Ao mesmo tempo em que os protestos avançavam, o ministro da Educação, Abraham Weintraub, iniciava seu discurso no plenário da Câmara dos Deputados falando sobre “ondas de fracasso” nos ensinos fundamental e médio. Com ironias e muito nervosismo, o ministro travava duros embates com os deputados durante audiência no plenário, chegando a afirmar que já trabalhou com carteira assinada e questionando se os parlamentares sabiam do que se tratava. Assim. deu munição para que vários parlamentares pedissem sua demissão.

O ministro da Casa Civil, Onyx Lorenzoni, até montou uma espécie de tropa de choque para defender o titular da Pasta na Câmara. Em reunião na Casa Civil, Onyx pediu ajuda ao MDB para blindar Weintraub, com receio de que ele fosse atacado não apenas pela oposição, mas também pelo Centrão.

Mas as declarações de Bolsonaro, em Dallas, nos EUA, afirmando que estudantes “são uns idiotas úteis, uns imbecis, que estão sendo usados como massa de manobra de uma minoria espertalhona que compõe o núcleo de muitas universidades federais do Brasil”, deu mais combustível para os protestos, tanto dentro do plenário como nas ruas.

Em várias capitais como São Paulo, Belo Horizonte e Salvador, os atos contra os bloqueios do MEC começaram pela manhã, mas foi na parte da tarde que o movimento ganhou corpo. Além das manifestações, algumas universidades e escolas cancelaram as aulas. Segundo o Sindicato dos Professores de São Paulo (Sinpro-SP), ao menos 32 escolas privadas da capital aderiram à paralisação. A Apeoesp, sindicato dos professores da rede estadual pública de São Paulo, o maior da América Latina, convocou professores a paralisarem, o mesmo foi feito pelos sindicatos da rede paulistana.

Manifestantes que se concentraram na Universidade de São Paulo (USP) pela manhã, se uniram a outros grupos a partir das 14h, em frente ao vão livre do Masp e fecharam a Avenida Paulista rumo a Alesp.

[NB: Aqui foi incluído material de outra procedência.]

PR #518, opened 2021-12-21
More GraphQL query examples

shairyar:
This PR includes an example of how to fetch the incident count of a specific app for a given date.


thijsc (changes requested):
Content looks good, but there are a lot of other commits in this pull.

PR #519, opened 2021-12-23
Fix quotes in Content Security Policy examples

Manduro:


tombruijn:
Thanks for the PR @Manduro!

O primeiro protesto contra o governo também lotou ruas em Belo Horizonte, com alunos, professores e servidores da Universidade Federal de Minas Gerais (UFMG).

No Rio de Janeiro, a região da Candelária ficou lotada, apesar da chuva. Assim como em Brasília e Salvador, com o movimento engrossado por alunos de escolas públicas e particulares. Os argumentos, que inicialmente eram exclusivos sobre educação, também incluíram ações contra a reforma da Previdência. Segundo o Sindicato dos Trabalhadores em Educação do Estado da Bahia (APLB), com o bloqueio de verbas para as universidades, o governo prejudica a educação no Brasil.

As maiores entidades estudantis e sindicais do País, incluindo a União Nacional dos Estudantes (UNE) e a Confederação Nacional dos Trabalhadores em Educação (CNTE) estiveram presentes.

No Rio Grande do Sul, a Brigada Militar utilizou bombas de gás lacrimogêneo para dispersar manifestantes no campus central da Universidade Federal do Rio Grande do Sul (UFRGS), em Porto Alegre. A polícia resolveu intervir após estudantes bloquearem uma rua. Não há relatos de pessoas feridas.

Em Brasília, o vice-presidente Hamilton Mourão, tentava contemporizar, negando que os recursos da pasta estejam sendo cortados e garantiu tratar-se de um contingenciamento. Ele também afirmou que o governo tem falhado na comunicação sobre o assunto e que a ida de Weintraub poderia ajudar.

Mensalidades

Em meio às manifestações país afora, os deputados do PSL decidiram nesta quarta-feira apresentar uma Proposta de Emenda à Constituição (PEC) para que estudantes com condições financeiras paguem mensalidade nas universidades públicas, disse à Reuters o presidente do partido, deputado Luciano Bivar (PE).